PR #5217, opened 2020-06-12
Add the rallying banner

JiaYow:
The rallying banner allows players to summon their guards to them.

## Features
1. Sneak-Rightclicking on a guard building hut adds it / removes it from the rallying list.
2. Right-Clicking in the air opens the GUI, which allows the player to remove Guard Buildings from the list without sneak-rightclicking them.
3. Sneak-Rightclicking in the air or on the ground summons or dismisses the guards to the player.
4. While running to the player, guards will receive a massive speed boost (Speed2 at minimum, but up to Speed5 when highly trained).
5. While rallied, guards will glow in the colony's team color, and are immune to damage from the rallying player. The same is **not** true the other way around!
5. Guards will return to regular duty when dismissed, or when the banner is not in the player inventory anymore.
6. When an active banner is put back into the player inventory (grabbed from a chest, or moved from slot to slot), chances are that the rallying will proceed.
7. There is a new permission that allows players to rally guards of other people's colonies.

## Limitations
1. Guards will use a high amount of food while rallied. Currently it's calibrated to reduce the guard to 2 saturation points after 5.5 minutes of rallying.
2. Dismissing the guard while below 2 saturation will remove those 2 saturation, forcing the guard to eat.
3. Guards will only rally within the colony area. Attempting to move them out of the colony will dismiss them automatically.

## Possible future researches
- Less food consumption
- Strength buff
- Stamina buff
- No friendly-fire-damage from rallied guards to rallying players
- Teleportation on rally
- Increase of allowed rallying range
- Placement of banner to rally guards at a static location (the code is written with that in mind)
- Combat formations (e.g. toggle by shift-scrolling through formations)


Raycoms:
:shipit: 

This has been exhaustively tested on our dev server. So it should be fine.

[Approved with PullApprove](https://pullapprove.com/ldtteam/minecolonies/pull-request/5217/?utm_source=github-pr&utm_medium=comment-badge&utm_campaign=ldtteam/minecolonies)

src/main/java/com/minecolonies/coremod/colony/Colony.java
```diff
@@ -493,16 +498,24 @@ public void updateAttackingPlayers()
...
+        return checkOrCreateTeam();
+    }
+
     /**
      * Check or create the team.
      */
-    private void checkOrCreateTeam()
+    private ScorePlayerTeam checkOrCreateTeam()
     {
         if (this.world.getScoreboard().getTeam(TEAM_COLONY_NAME + id) == null)
```
someaddons: I think teams are not per-world, so we probably should add colony id + colony dimension to avoid future problems

src/main/java/com/minecolonies/coremod/colony/permissions/Permissions.java
```diff
@@ -136,7 +136,7 @@ public Permissions(@NotNull final Colony colony)
         this.setPermission(Rank.OWNER, Action.TELEPORT_TO_COLONY);
         this.setPermission(Rank.OWNER, Action.RECEIVE_MESSAGES_FAR_AWAY);
         this.setPermission(Rank.OWNER, Action.CAN_KEEP_COLONY_ACTIVE_WHILE_AWAY);
-
+        this.setPermission(Rank.OWNER, Action.RALLY_GUARDS);
```
someaddons, line 139: I think we can add Officer's here too and you need to bump up the permissions version ontop on changes for backwards compat stuff

src/main/java/com/minecolonies/coremod/entity/ai/basic/AbstractEntityAIFight.java
```diff
@@ -84,9 +84,9 @@ public AbstractEntityAIFight(@NotNull final J job)
     {
         super(job);
         super.registerTargets(
-          new AITarget(IDLE, START_WORKING, 1),
+          new AITarget(IDLE, PREPARING, 1),
```
someaddons, line 87: Is start working unused now? if so remove the AITarget/function

src/main/java/com/minecolonies/coremod/entity/ai/citizen/guard/AbstractEntityAIGuard.java
```diff
@@ -140,6 +142,11 @@
      */
     private static final int GUARD_REGEN_INTERVAL = 40;
 
+    /**
+     * Interval between saturation losses during rallying. 1 saturation loss per interval.
+     */
+    private static final int RALLY_SATURATION_LOSS_INTERVAL = TICKS_SECOND * 10;
```
someaddons: Did you consider that they use up food too when fighting?

src/main/java/com/minecolonies/coremod/entity/ai/citizen/guard/AbstractEntityAIGuard.java
```diff
@@ -537,13 +600,30 @@ private IAIState helping()
...
      */
     protected IAIState decide()
     {
         reduceAttackDelay(GUARD_TASK_INTERVAL * getTickRate());
+
+        final ILocation rallyLocation = buildingGuards.getRallyLocation();
+
+        if (rallyLocation != null || buildingGuards.getTask() == GuardTask.FOLLOW)
+        {
+            worker.addPotionEffect(new EffectInstance(GLOW_EFFECT, GLOW_EFFECT_DURATION, GLOW_EFFECT_MULTIPLIER, false, false));
```
someaddons, line 617: think we should check if a potion effect already exists before applying a new one

someaddons (commented):
Looks good overall, left a few comments. Btw what does happen when the player they follow dies? do they take that as previous rally location?

JiaYow:
> Looks good overall, left a few comments. Btw what does happen when the player they follow dies? do they take that as previous rally location?

The guards will currently return to their default behaviour. In code, the guard building checks if the banner is in the inventory of the player, and if it's not, the guards go home. When you pick up the banner again (or have soulbound or something on it), the guards will rally back to you, wherever you are.
Depending on the direction you want to take it, you can either have a research that allows you to place down the banner (thereby it doesn't matter when the player dies), or have a research that changes the `EntityLocation` to a `StaticLocation` onPlayerDeath(), thereby having the guards guard the player's graveyard. Both of those would be elegant solutions to this problem, for another PR :)

src/main/java/com/minecolonies/coremod/colony/Colony.java
JiaYow: I have not changed this, it was "always" this way.
According to https://minecraft.gamepedia.com/Scoreboard#NBT_format, it seems that the Scoreboard, and thereby the teams, are dimension-agnostic. I hope that colony IDs are unique across multiple dimensions as well?

src/main/java/com/minecolonies/coremod/entity/ai/basic/AbstractEntityAIFight.java
JiaYow: START_WORKING is still used for regeneration and when a weapon breaks on the guard etc. I just made it not be the initial state, because that means that after server restart the guards will always go home to their hut (`startWorkingFromOwnBuilding` is part of that state), which would potentially kill you when a server restart happens while you're rally/fighting.

In any case, Ray wanted to improve the guard AI anyway - it's a little bit "weird" at the moment, definitely not like more modern AIs are programmed. So he will probably change this too, if he wants to.

src/main/java/com/minecolonies/coremod/entity/ai/citizen/guard/AbstractEntityAIGuard.java
JiaYow: I did. That is why the saturation reduction from this mechanism is always a fraction of your current saturation, ie. when you have low saturation, it won't deduct a lot, so it's not that punishing. Actually, this mechanism alone will only affect your saturation very little when you are below 3 points or so. The point of this code is mainly to force the saturation down to <2 after ~5 minutes of idling/walking, at which point unrallying will flatly set the saturation to 0, thereby forcing them to eat.

src/main/java/com/minecolonies/coremod/entity/ai/citizen/guard/AbstractEntityAIGuard.java
JiaYow: The Follow-code didn't do that either, and as far as I understand, adding potion effects ontop of existing ones will simply extend the duration.
So, as far as I understand it, checking for the potion effect will only cost performance without doing anything meaningful.

src/main/java/com/minecolonies/coremod/colony/Colony.java
someaddons: colony ID's arent unique for dimensions, need dimension+colony ID. And ye I saw that it was like that before, but while you're on changing it we should probably add the dimension ID to it

src/main/java/com/minecolonies/coremod/entity/ai/citizen/guard/AbstractEntityAIGuard.java
someaddons: kk nice :D was just making sure you considered it

src/main/java/com/minecolonies/coremod/entity/ai/basic/AbstractEntityAIFight.java
someaddons: ah its still used fine then

src/main/java/com/minecolonies/coremod/entity/ai/citizen/guard/AbstractEntityAIGuard.java
someaddons: actually the applying is more expensive than checking for existing, since applying involves events fired for other mods which listen to potion stuff. And some of those mods checks are rather laggy, thats why xD

JiaYow: I understand, but simply adding the if-clause would cause stutter-glowing. The decide() function is only called once every 5 seconds. If the effect runs out 1 second after the last check, the guard will stop glowing for 4 seconds, and then light up again. Is it worth adding logic to check the remaining time of the effect vs. the time until the next check?

Raycoms: once every 5 seconds should be finne.

src/main/java/com/minecolonies/coremod/colony/Colony.java
JiaYow: Fixed in 1123994 and e54bba8.

src/main/java/com/minecolonies/coremod/colony/permissions/Permissions.java
JiaYow: Changed in 6a08fe3.

src/main/java/com/minecolonies/coremod/entity/ai/citizen/guard/AbstractEntityAIGuard.java
JiaYow: I changed the penalty a little bit in e54bba8. It will now reduce the saturation even slower (after about 5 minutes you reach LOW_SATURATION (which is 3 currently), but the flat reduction on unrallying is also increased to LOW_SATURATION. So, they fight longer, but will more likely have to eat after rallying.

JiaYow:
Updated according to code review, plus prevent guards from eating during rallying.

Raycoms:
:shipit:

someaddons (approved):

marchermans (approved):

Directions for this task -
Lines in the data containing the string "return" are to be counted; give that number alone.

Result of this task -
3